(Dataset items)
↓

PR #2102, opened 2015-03-14
Replace gear icon with Batch gear icon

erikdesjardins:
Although the current gear is somewhat iconic, so maybe it wouldn't be a good idea to replace it.

imageimage
imageimage

### DIFF
--- a/lib/core/res.css
+++ b/lib/core/res.css
@@ -106,9 +106,8 @@ body.res-console-open {
 }
 .gearIcon::before, .gearIcon::after {
 	font-family: Batch;
-	line-height: 16px;
-	font-size: 16px;
-	user-select: none;
+	line-height: 15px;
+	font-size: 15px;
 }
 .gearIcon::after {
 	content: '\F04D';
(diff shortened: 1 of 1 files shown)


andytuba:
flat definitely is the trend the days.

gavin19:
Looks better! Maybe step it down to 15px so it doesn't make the user bar any taller.

Minor tweaks - `:` is sufficient for those pseudo-elements. We still need the webkit-prefixed variant for `user-select` but I can't see that it's needed in this instance?

erikdesjardins:
@gavin19 Yeah, those elements aren't selectable in the first place, I have no idea what I was thinking.

I do realize that we can use `:`, since that's how it was before CSS3, but I feel `::` makes more sense semantically, since it's used for all other pseudo-elements, while `:` is for pseudo-classes. Although it's not like someone won't know what `:after` is, so I can change it if you want.

andytuba:
sorry about all the crazy assigns. github mobile client is a bit twitchy

andytuba:
i haven't put much thought into it, but ::pseudo-element / :pseudo-class() does feel habitual..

↑

* WHAT THIS TASK INVOLVES:
Scan the lines above for the word "idea" and copy every one where it occurs.

* OUTPUT FOR THIS TASK:
Although the current gear is somewhat iconic, so maybe it wouldn't be a good idea to replace it.
@gavin19 Yeah, those elements aren't selectable in the first place, I have no idea what I was thinking.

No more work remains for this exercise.